> **ASSIGNMENT**:
Print all entries word for word.

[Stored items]

____________________

PR #5744, opened 2025-12-17
[fix] a2a tasks

RayST3:
## Summary

Adding get task and cancel tasks

## Type of change

- [ ] Bug fix
- [ ] New feature
- [ ] Breaking change
- [x] Improvement
- [ ] Model update
- [ ] Other:

---

## Checklist

- [ ] Self-review completed

---

## Additional Notes


cookbook/06_agent_os/interfaces/a2a/reasoning_agent.py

____________________

> **EXERCISE SOLUTION**:
PR #5744, opened 2025-12-17
[fix] a2a tasks

RayST3:
## Summary

Adding get task and cancel tasks

## Type of change

- [ ] Bug fix
- [ ] New feature
- [ ] Breaking change
- [x] Improvement
- [ ] Model update
- [ ] Other:

---

## Checklist

- [ ] Self-review completed

---

## Additional Notes


cookbook/06_agent_os/interfaces/a2a/reasoning_agent.py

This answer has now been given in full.